Data shown Block Start
PR #149, opened 2019-04-13
Icon things

### LINKED ISSUE #141: All the icon decisions
**Icons for plain string requirements:**
assignment_late for requirements with no manual progress set
assignment for requirements with a manual progress set (has a key in the progressOverrides dict)
assignment_turned_in for completed requirements (also make it green)

**Icons for regular requirements:**
Check (done) for completed
Dash (remove) for uncompleted

**Include icons in click event to open card**

**All requirements with progress bar**
Progress bar only green when full, otherwise yellow

**Info icons**
Only show on hover

**Close icons**
Courses on left
Everything else on top right

**Percentages show on hover**

georgiashay:
Closes #141 

Changes from description in #141:
-Added an orange color in addition to yellow on the progress bar (<15% complete)
-Can't access the dropdown icons, so instead of the tooltips, the percentage now displays next to the info icon (open to suggestions on better ways of displaying this, but I think it looks nice)

Also an idea that came up during this process was to make the icon buttons black then fade to grey when they appear to draw attention to them.  Could make an issue for backburner if this is a good idea.

### DIFF
--- a/src/components/Requirement.vue
+++ b/src/components/Requirement.vue
@@ -8,34 +8,36 @@
   >
   <v-layout row>
     <v-flex>
-      <div v-if="!leaf">
-        <span v-if="'title-no-degree' in req && req['title-no-degree'] !=''">{{ req["title-no-degree"] }}</span>
-        <span v-else-if = "'short-title' in req && req['short-title'] != ''">{{ req['short-title']}}</span>
-        <span v-else-if = "'title' in req">{{ req["title"] }}</span>
-        <span style="font-style:italic">{{ req['threshold-desc'] }}</span>
-        <!--fake padding for scroll-->
-        &nbsp &nbsp &nbsp
-      </div>
-      <span v-else>
-        <span v-if="'title' in req">{{ req.title }}</span>
-      </span>
-
-      <span v-if = "!req['plain-string']">
-        <span v-if="!('title' in req) && 'req' in req">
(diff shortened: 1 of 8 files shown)


src/components/Requirement.vue
```diff
@@ -3,36 +3,44 @@
...
-      <span v-if = "'title' in req">| </span>
-      <span style = "text-transform: cursive">{{ req.req }}</span>
-    </span>
-    <span v-if = "req.max === 0 && leaf" style = "font-style:italic">
-       (optional)
-    </span>
-    <div :class = "percentage_bar" :style = "percentage"></div>
+  <v-layout row>
+    <v-flex>
+      <div>
```
npfoss: do we need this div? I tested removing it and it didn't seem to break anything, but I assume it's here for a reason?

src/components/Requirement.vue
```diff
@@ -43,8 +51,8 @@ export default {
   data: function() {
     return {
       open: [],
-      viewDialog: false,
-      showDelete: false
+      hoveringOver: false,
+      iconHover: false,
```
npfoss: I've noticed that you started adopting my comma convention recently. It's nice for diffs!

src/components/Requirement.vue
georgiashay: Yeah, I can't remember why that div was there but it's obviously no longer necessary.

npfoss:
(testing our first squash and merge)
Data shown Block End
Copy out every line from the material above in which the word "that" appears.

Your response:
Also an idea that came up during this process was to make the icon buttons black then fade to grey when they appear to draw attention to them.  Could make an issue for backburner if this is a good idea.
npfoss: I've noticed that you started adopting my comma convention recently. It's nice for diffs!
georgiashay: Yeah, I can't remember why that div was there but it's obviously no longer necessary.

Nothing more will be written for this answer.